Table 9.44: ANOVA Table for the NTB S/N Ratios
Source	df	SS	MS	F Ratio	S'	%
A	1	23.81	23.81	16.76	22.39	25.18
B	1	23.81	23.81	16.76	22.39	25.18
C	1*	0.39	0.39
D	1*	0.39	0.39
E	1	13.21	13.21	9.29	11.79	13.26
F	1	23.81	23.81	16.76	22.39	25.18
G	1*	3.49	3.49
Error	3
(pooled error)		4.26	1.42		9.95	11.19
Total	7	88.91	12.70

Plotting of the S/N data and inspection of the level averages reveals that the best factor choices are: A ₂ B ₂ E ₂ F ₁ . The best choices overall are: A ₂ B ₂ E ₂ F ₁ . This compares with the best choice of A ₂ B ₂ F ₁ from the accumulation analysis on page 425.
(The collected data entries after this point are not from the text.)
PR #2369, opened 2018-11-15
Update coherent memory tracker to avoid hitting max_map_count

Qining:
By grouping multiple acutal memory pages into a Cell and manage the
'dirtiness' state at the Cell level instead of page level, we can reduce
the number of maps.

The updated tracker allow configuring the number of pages in a Cell.


core/memory_tracker/cc/memory_tracker.cpp
```diff
@@ -16,6 +16,8 @@
 
 #include "memory_tracker.h"
 
+#include "core/cc/log.h"
```
Qining: This include will be removed.

Qining:
Built on all three platforms and tested with samples we have. Presubmit is only complaining on third_party repo. Submit it now.

PR #2371, opened 2018-11-19
Gapis: Preload new dependency graph or old footprint based on config

bjoeris:
This change ensures that gapis obeys the config flags (`DisableDeadCodeElimination` and `NewDeadCodeElimination`) when pre-loading the dependency graph.


AWoloszyn:
hmm all the builds have failed however.
It might be good to rebase this on-top of latest master, that will kick a new build.

bjoeris:
I think this PR should compile now, but Kokoro seems to have stopped running entirely. I'll hold off on submitting anything until it comes back.

PR #2373, opened 2018-11-19
Vulkan Dependency Graph: Ensure `vkEndCommandBuffer` depends on `vkBeginCommandBuffer`

bjoeris:
This explicit read of `buff.Recording` makes `vkEndCommandBuffer` depend on `vkBeginCommandBuffer`'s setting of `buff.Recording`.

### DIFF
--- a/gapis/api/vulkan/api/command_buffer_control.api
+++ b/gapis/api/vulkan/api/command_buffer_control.api
@@ -421,7 +421,9 @@ cmd VkResult vkEndCommandBuffer(
     vkErrorInvalidCommandBuffer(commandBuffer)
   } else {
     buff := CommandBuffers[commandBuffer]
-    _ = buff.Recording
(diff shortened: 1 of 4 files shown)


gapis/api/vulkan/api/command_buffer_control.api
```diff
@@ -421,6 +421,7 @@ cmd VkResult vkEndCommandBuffer(
     vkErrorInvalidCommandBuffer(commandBuffer)
   } else {
     buff := CommandBuffers[commandBuffer]
+    _ = buff.Recording
```
AWoloszyn: Something that might be better (and provide users some use)
if (buff.Recording != RECORDING) {
   vkErrInvalidCommandBufferState()
}
That way we both get the dependency, and there is a clear reason for it.

PR #2374, opened 2018-11-19
Add missing dependencies related to renderpasses and pipelines

bjoeris:
These changes add the following dependencies:

- RenderPass commands (vkCmdDraw*, vkCmdClearAttachments, vkCmdNextSubpass) now form a dependency chain, so that the DCE handles the entire renderpass as a unit.
- Pipeline dynamic state (vkCmdSet*) is now implemented, and is depended upon by later draw calls
- Push constants are now tracked, and cause dependencies from draw calls to the relevant vkCmdPushConstants


gapis/api/vulkan/api/draw_commands.api
```diff
@@ -147,6 +147,9 @@ cmd void vkCmdBindVertexBuffers(
 
 
 sub void dovkCmdDraw(ref!vkCmdDrawArgs draw) {
+  readDrawState()
```
AWoloszyn: These are likely going to have a noticeable performance hit on trace time.
Can we mark them as @spy_disabled.

bjoeris:
I've added `@spy_disabled` to the subroutines called from inside draw calls.

PR #2375, opened 2018-11-19
Vulkan Dependency Graph: Add missing dependencies for pipeline barriers and events

bjoeris:
Barriers, arising from both vkCmdPipelineBarrier and vkCmdWaitEvents, now read and write the relevant images and memory, so that later commands which read those images or memory regions will depend on the barrier commands.

### DIFF
--- a/gapis/api/vulkan/api/synchronization.api
+++ b/gapis/api/vulkan/api/synchronization.api
@@ -395,12 +395,8 @@ sub void dovkCmdWaitEvents(ref!vkCmdWaitEventsArgs args) {
     }
   }
   if len(LastBoundQueue.PendingEvents) == 0 {
-    for _ , _ , b in args.ImageMemoryBarriers {
-      if !(b.image in Images) { vkErrorInvalidImage(b.image) } else {
-        image := Images[b.image]
-      transitionImageLayout(image, b.subresourceRange, b.oldLayout, b.newLayout)
-      }
-    }
+    processBarriers(args.SrcStageMask, args.DstStageMask,
+      args.MemoryBarriers, args.BufferMemoryBarriers, args.ImageMemoryBarriers)
   }
 }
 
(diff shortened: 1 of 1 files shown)


gapis/api/vulkan/api/synchronization.api
```diff
@@ -468,16 +463,9 @@ cmd void vkCmdWaitEvents(
...
-    if !(v.image in Images) { vkErrorInvalidImage(v.image) } else {
-      image := Images[v.image]
-      transitionImageLayout(image, v.subresourceRange, v.oldLayout, v.newLayout)
-      if v.oldLayout == VK_IMAGE_LAYOUT_UNDEFINED {
-        writeImageSubresource(image, v.subresourceRange)
-        updateImageQueue(image, v.subresourceRange)
-      }
-    }
-  }
+  // TODO: handle depenedncyFlags?
```
AWoloszyn: dependencyFlags

gapis/api/vulkan/api/synchronization.api
```diff
@@ -583,4 +571,52 @@ cmd void vkCmdPipelineBarrier(
...
+sub void processBarriers(VkPipelineStageFlags             srcStageMask        ,
+                         VkPipelineStageFlags             dstStageMask        ,
+                         map!(u32, VkMemoryBarrier)       memoryBarriers      ,
+                         map!(u32, VkBufferMemoryBarrier) bufferMemoryBarriers,
+                         map!(u32, VkImageMemoryBarrier)  imageMemoryBarriers ) {
+  // TODO: srcStageMask/dstStageMask
+
+  if len(memoryBarriers) > 0 {
+    // TODO: srcAccessMask/dstAccessMask
+    for _ , _ , img in Images {
```
AWoloszyn: I am somewhat worried about the performance of this loop. It may be fine, as memory barriers are RELATIVELY few and far between, but we should double-check that.

bjoeris: Would it make sense to move most of this code into a `@spy_disabled` subroutine? It looks like the image layout transition might be the only piece that is needed by gapii. Or are you also worried about `Mutate` performance hit? Do you know of any applications that might use more global memory barriers?

gapis/api/vulkan/api/synchronization.api
bjoeris: Done

Issue #2378, opened 2018-11-20
Presubmit failing due to: 


AWoloszyn:
https://github.com/google/gapid/pull/2361

RenfengLiu:
fixed in #2380

PR #2379, opened 2018-11-20
Fix presubmit failing

RenfengLiu:
Fix presubmit checking failing described at https://github.com/google/gapid/issues/2378


RenfengLiu:
worked at wrong branch

PR #2384, opened 2018-11-21
Vulkan: Lazy create descriptor bindings and array elements in state

Qining:
Some applications allocate a lot of descriptors a head but only update a
few of them a few times. Allocating those bindings and elements only
when the descriptors are updated can reduce the state tracking overhead
for such cases.


gapis/api/vulkan/api/descriptor.api
```diff
@@ -658,8 +635,19 @@ cmd void vkUpdateDescriptorSets(
...
     srcSet := DescriptorSets[c.SrcSet]
     dstSet := DescriptorSets[c.DstSet]
-    srcBinding := srcSet.Bindings[c.SrcBinding]
-    dstBinding := dstSet.Bindings[c.DstBinding]
+    //srcBinding := srcSet.Bindings[c.SrcBinding]
+    srcBinding := switch (c.SrcBinding in srcSet.Bindings) {
+      case false:
+        srcSet.Bindings[c.SrcBinding]
+      case true:
+        new!DescriptorBinding(BindingType: srcSet.Layout.Bindings[c.SrcBinding].Type)
```
bjoeris: When a new `srcBinding` is created here, should it be stored in `srcSet.Bindings`?

Qining: Not really I think, as there is no need to replace the null binding with an empty one. This is kept to avoid the need to use an 'if' branch to handle the 'clearing the dstBinding' case in the code.

Qining: But will this cause problem in the new dependency graph?

bjoeris: I think this CL should have no impact on the dependency graph. The deleted code in `vkAllocateDescriptorSets` only accesses local objects that have not yet been added to the global state, which means those are all ignored by the dependency graph builder. The new code here to safely look up the bindings should be equivalent from the dependency graph's perspective, since `c.SrcBinding in srcSet.Bindings` and `srcSet.Bindings[c.SrcBinding]` are both just reads of the `c.SrcBinding` fragment in `srcSet.Bindings`.

PR #2385, opened 2018-11-21
Split the replay into Initial state and replay content.

AWoloszyn:
This helps significantly with interaction as it allows us to asynchronously get the replay client into the right state while we are processing on the server. It also prevents us from having to re-mutate the initial commands in replay generation, which speeds that up as well.


gapis/config/config.go
```diff
@@ -18,7 +18,7 @@ package config
 const (
 	DebugReplay                = false
 	DebugReplayBuilder         = false
-	DisableDeadCodeElimination = false
+	DisableDeadCodeElimination = true
```
AWoloszyn: This needs to be fixed before merge.

gapis/replay/batch.go
```diff
@@ -100,6 +100,139 @@ func (m *manager) batch(ctx context.Context, e []scheduler.Executable, b schedul
 	}
 }
 
+var initialID string
```
AWoloszyn: Before I merge this I will move this into the database. Right now this will completely break with > 1 replay type.

gapis/replay/export_replay.go
```diff
@@ -88,7 +88,7 @@ func (m *exportManager) Export(ctx context.Context, waitRequests int) (*gapir.Pa
 	}
 	ctx = log.V{"replay target ABI": replayABI}.Bind(ctx)
 
-	b := builder.New(replayABI.MemoryLayout)
+	b := builder.New(replayABI.MemoryLayout, nil)
```
AWoloszyn: This probably won't work, since we no longer have the initial commands in Replay(.

Fix: Either generate / store a new capture that contains the initial commands, or detect this in the replay(.

AWoloszyn: This should be fixed by latest.

AWoloszyn:
Other than putting the result into the database, the only issue is that this does not work on Android for some reason. It looks like it may be a grpc bug. I am trying to upgrade GRPC now.

gapis/database/database.go
```diff
@@ -54,6 +59,26 @@ func Build(ctx context.Context, r Resolvable) (interface{}, error) {
...
+	}
+	if Get(ctx).IsResolved(ctx, id) {
+		return Get(ctx).Resolve(ctx, id)
+	}
+
+	newCtx := status.PutTask(keys.Clone(context.Background(), ctx), nil)
+	go func() {
+		cctx := status.PutTask(newCtx, nil)
+		Get(cctx).Resolve(cctx, id)
+	}()
```
Qining: Not quite sure if this background resolving is good to be here. This means this function `GetBuilt()` has side effect not reflect in its name and blurbs. But is it really necessary? Shouldn't we always rely on pre-resolved dependency graph (the only use of this function is trying to get resolved dependency graph)?

gapis/replay/builder/builder.go
```diff
@@ -698,10 +726,19 @@ func (b *Builder) assertResourceSizesAreAsExpected(ctx context.Context) {
 	}
 }
 
-func (b *Builder) layoutVolatileMemory(ctx context.Context, w binary.Writer) *volatileMemoryLayout {
+func (b *Builder) layoutVolatileMemory(ctx context.Context, volatileSpace uint64, w binary.Writer) *volatileMemoryLayout {
```
Qining: new argument: `volatileSpace` not used?

gapis/database/database.go
AWoloszyn: So in this case, we want to use the dependency graph if it is ready, but also NOT use it if it is not ready yet. This way we don't have to block un-necessarily.

It might be better to update the name of the function, 
GetOrBuild() maybe?

Qining: GetOrBuild() sounds a good idea.

Qining:
LGTM except the existing comments.

PR #2388, opened 2018-11-22
Mark the entire directroy as +x when trying to set up GAPIR.

### LINKED ISSUE #2387: Can not launch GAPIR on latest non-rooted Android 9
I have an idea of what is going on here, but it will require some testing before I put up a MR.

AWoloszyn:
See: https://android.googlesource.com/platform/ndk.git/+/ndk-release-r18/ndk-gdb.py#386
for more information.

Fixes #2387

### DIFF
--- a/gapir/client/session.go
+++ b/gapir/client/session.go
@@ -309,6 +309,16 @@ func (s *session) newADB(ctx context.Context, d adb.Device, abi *device.ABI) err
 	if err != nil {
 		return log.Errf(ctx, err, "Getting gapid.apk files directory")
 	}
+	appDir, err := apk.AppDir(ctx)
+	if err != nil {
+		return log.Errf(ctx, err, "Getting gapid.apk directory")
+	}
+
+	// Ignore the error returned from this. This is best-effort.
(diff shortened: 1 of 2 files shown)


gapir/client/session.go
```diff
@@ -309,6 +309,14 @@ func (s *session) newADB(ctx context.Context, d adb.Device, abi *device.ABI) err
 	if err != nil {
 		return log.Errf(ctx, err, "Getting gapid.apk files directory")
 	}
+	appDir, err := apk.AppDir(ctx)
+	if err != nil {
+		return log.Errf(ctx, err, "Getting gapid.apk directory")
+	}
+
+	// Ignore the error return from this. This is best-effort.
```
ben-clayton: `returned from this`. Please also link to the ndk hack in the comment.

pmuetschard:
This will also be required on rooted devices due to the type of socket we are using for gapir.

gapir/client/session.go
AWoloszyn: Done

Each of the methods has one further disadvantage . Using the transformation approach, it is not possible to make a projection of what the distribution of classes would look like at the optimum settings. The accumulation analysis was not able to identify the effect on the standard deviation of the ratings due to factor E. Each approach tells a different part of the story and both should be used to get the full picture.